[Saved entries]
PR #1133, opened 2018-12-10
Implement `VertexMember` for cgmath and nalgebra vectors

aleksijuvani:

This change will allow the vector types from [rustgd/cgmath](https://github.com/rustgd/cgmath) to be used inside vertices in Vulkano. To avoid adding additional dependencies, this feature is optional and only enabled if the user enables the "cgmath" feature flag for Vulkano.


rukai:
I'll need to investigate this further, but here is my initial thoughts.

Despite being optional it still adds a maintenance overhead.
Also vulkano users may see this feature as meaning cgmath is preferred over other libraries.
But I think nalgebra-glm has replaced cgmath as cgmath is no longer well maintained.
I'm looking to swap my personal projects over to nalgebra-glm as cgmath pulls in outdated dependencies.

If I do merge something like this I'll want to also handle nalgebra-glm in the same way.

Is mint a possible solution to this problem?

aleksijuvani:
Yes, support for nalgebra (or nalgebra-glm) should be added as well. This PR is just initially providing cgmath support because that is what I'm personally using at the moment. It's not my intention to prefer any library over the other. Despite cgmath not being actively maintained, a lot of people are still using it and I think it's valuable to support. The maintenance burden of implementing `VertexMember` is negligible. It's literally a couple of lines.

I'm not familiar with mint. Is there any overhead in the conversions? If we implemented `VertexMember` for mint types instead, would the user be required to explicitly use mint types in their vertices, instead of cgmath or nalgebra types? If so, I would rather just `VertexMember` be implemented for nalgebra types directly.

aleksijuvani:
I've gone ahead and implemented this for nalgebra vectors also. Looks like they have the same data layout as cgmath (at least the lower dimensions do), so it was relatively straightforward. I didn't explore mint any further.

jmi2k:
This seems interesting, maybe it should be reconsidered. Having as much type information for as long as possible it's always nice, and it even gives more context to what kind of data it's being passed to the shaders.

◆ TASK DESCRIPTION
Print the data above exactly.

◆ RESPONSE
PR #1133, opened 2018-12-10
Implement `VertexMember` for cgmath and nalgebra vectors

aleksijuvani:

This change will allow the vector types from [rustgd/cgmath](https://github.com/rustgd/cgmath) to be used inside vertices in Vulkano. To avoid adding additional dependencies, this feature is optional and only enabled if the user enables the "cgmath" feature flag for Vulkano.


rukai:
I'll need to investigate this further, but here is my initial thoughts.

Despite being optional it still adds a maintenance overhead.
Also vulkano users may see this feature as meaning cgmath is preferred over other libraries.
But I think nalgebra-glm has replaced cgmath as cgmath is no longer well maintained.
I'm looking to swap my personal projects over to nalgebra-glm as cgmath pulls in outdated dependencies.

If I do merge something like this I'll want to also handle nalgebra-glm in the same way.

Is mint a possible solution to this problem?

aleksijuvani:
Yes, support for nalgebra (or nalgebra-glm) should be added as well. This PR is just initially providing cgmath support because that is what I'm personally using at the moment. It's not my intention to prefer any library over the other. Despite cgmath not being actively maintained, a lot of people are still using it and I think it's valuable to support. The maintenance burden of implementing `VertexMember` is negligible. It's literally a couple of lines.

I'm not familiar with mint. Is there any overhead in the conversions? If we implemented `VertexMember` for mint types instead, would the user be required to explicitly use mint types in their vertices, instead of cgmath or nalgebra types? If so, I would rather just `VertexMember` be implemented for nalgebra types directly.

aleksijuvani:
I've gone ahead and implemented this for nalgebra vectors also. Looks like they have the same data layout as cgmath (at least the lower dimensions do), so it was relatively straightforward. I didn't explore mint any further.

jmi2k:
This seems interesting, maybe it should be reconsidered. Having as much type information for as long as possible it's always nice, and it even gives more context to what kind of data it's being passed to the shaders.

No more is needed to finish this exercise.